August 11, 2015 blog post by Dr. Stephen Dray share this article:

I recently had the opportunity to attend a reunion of some of my former students from the period of ten to fifteen years ago. This gathering was also accompanied by a plethora of news from those who were unable to come. Generally speaking, all this was very encouraging. Though there had predictably been some casualties along the way, the vast majority were either still in Christian ministry of some sort (and working worldwide) or were actively living out their faith in a secular context.

We were, of course, all older and, generally larger (!). However, a prominent feature of the shared conversations and correspondence was suffering. Some came in wheelchairs, stricken down by serious illness. Others emerged from overwhelmingly tragic personal circumstances. Many had suffered grievously at the hands of other professing Christians. Churches, agencies or denominations had not only failed to support them in times of need but had actively persecuted and sought to destroy their faith and witness. Many bore the scars of such encounters.

What was striking was that this seemed out of proportion with the lives of God’s people as a whole. The experiences being shared seemed to demonstrate that the spiritual battle is, almost inevitably, fiercest around those who are the ‘standard-bearers’. Yet, from such broken, even crucified, people, spiritual life had continued to flow; and in greater, if unrecognised, abundance.
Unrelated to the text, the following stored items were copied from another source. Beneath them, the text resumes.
Issue #655, opened 2025-07-23
Implement an interface crate for PQ cryptography


syjn99:
### Describe the feature

Integrate [`b-wagn/hash-sig`](https://github.com/b-wagn/hash-sig) with the current codebase.

PR #732, opened 2025-08-24
feat: implement interface over hash sig crate

shariqnaiyer:
### What was wrong?

Fixes: #655 

### How was it fixed?

I studied the implementation of the hash sig crate and the signature scheme traits and reviewed our BLS crate implementation. 

I structured the pqc crate similar to the hash sig crate. 

I found we were using an old version of the hash sig crate that exposed methods with different parameters for key gen. I imported the latest version which led to some conflicts in account manager. I believe account manager will require some changes after this PR. Me or Partha could take up these changes. I commented out some code to avoid dealing with dependency conflicts in Partha's code.

I don't think we necessarily need to define traits as there is only one implementation but I have added it for consistency with ream-bls. I can remove the traits if deemed appropriate.

### To-Do

 
### DIFF
--- a/crates/crypto/pqc/src/hashsig/private_key.rs
+++ b/crates/crypto/pqc/src/hashsig/private_key.rs
@@ -1,15 +1,10 @@
-use hashsig::{
-    MESSAGE_LENGTH,
-    signature::{
-        SignatureScheme,
-        generalized_xmss::instantiations_poseidon::lifetime_2_to_the_18::winternitz::SIGWinternitzLifetime18W4,
-    },
-};
+use hashsig::{MESSAGE_LENGTH, signature::SignatureScheme};
 use rand::Rng;
 
-use crate::hashsig::{errors::SigningError, public_key::PublicKey, signature::Signature};
+use crate::hashsig::{
+    HashSigScheme, errors::SigningError, public_key::PublicKey, signature::Signature,
+};
 
-pub type HashSigScheme = SIGWinternitzLifetime18W4;
 pub type HashSigPrivateKey = <HashSigScheme as SignatureScheme>::SecretKey;
 
 pub struct PrivateKey {
--- a/crates/crypto/pqc/src/hashsig/mod.rs
+++ b/crates/crypto/pqc/src/hashsig/mod.rs
@@ -1,4 +1,8 @@
+use hashsig::signature::generalized_xmss::instantiations_poseidon::lifetime_2_to_the_18::winternitz::SIGWinternitzLifetime18W4;
+
 pub mod errors;
 pub mod private_key;
 pub mod public_key;
 pub mod signature;
+
+pub type HashSigScheme = SIGWinternitzLifetime18W4;
--- a/crates/crypto/pqc/src/hashsig/public_key.rs
+++ b/crates/crypto/pqc/src/hashsig/public_key.rs
@@ -1,6 +1,6 @@
 use hashsig::signature::SignatureScheme;
 
-use crate::hashsig::private_key::HashSigScheme;
+use crate::hashsig::HashSigScheme;
 
 type HashSigPublicKey = <HashSigScheme as SignatureScheme>::PublicKey;
 
--- a/crates/crypto/pqc/src/hashsig/signature.rs
+++ b/crates/crypto/pqc/src/hashsig/signature.rs
@@ -1,6 +1,6 @@
 use hashsig::{MESSAGE_LENGTH, signature::SignatureScheme};
 
-use crate::hashsig::{private_key::HashSigScheme, public_key::PublicKey};
+use crate::hashsig::{HashSigScheme, public_key::PublicKey};
 
 type HashSigSignature = <HashSigScheme as SignatureScheme>::Signature;
 


bin/ream/src/cli/account_manager.rs
```diff
@@ -24,6 +21,14 @@ pub struct AccountManagerConfig {
...
     #[arg(short, long)]
     pub seed_phrase: Option<String>,
+
+    /// Activation epoch for the validator
+    #[arg(long, default_value_t = 0)]
+    pub activation_epoch: usize,
+
+    /// Number of active epochs
+    #[arg(long, default_value_t = 1 << 28)]
+    pub num_active_epochs: usize,
```
KolbyML: image

These default values should be a constants

crates/crypto/pqc/src/traits.rs
syjn99, line 1: I wonder: what's the benefit of having these traits? I mean it isn't bad indeed, but what does this abstraction layer do?

KolbyML: If we don't need the trait, then we probably wouldn't need these wrappers at all tbh

shariqnaiyer: As I said:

It is, of course, easy to demonstrate in Church history that it is those who have passed through the darkest nights, the fiercest battles and have crossed the most barren deserts who have, in their doubts, despair, brokenness and dryness, been the conduit of spiritual life to others. I recall, for example, Theresa of Lisieux’s correspondence with Maurice. Theresa, still in her early twenties was dying while, at the same time, living with a sense of divine abandonment. However, she wrote letters of such exquisite depth and spirituality as still minister to the weak and vulnerable. Examples can be multiplied. But evangelicalism needs to remember this! Too easily we ape the world and assume that God works only through those who meet the criteria of secular definitions of the ‘great and good’. Too often we fail to prepare Christ’s disciples for a life following the crucified saviour or to recognise those upon whom he has placed his benediction. May the Lord be merciful to us!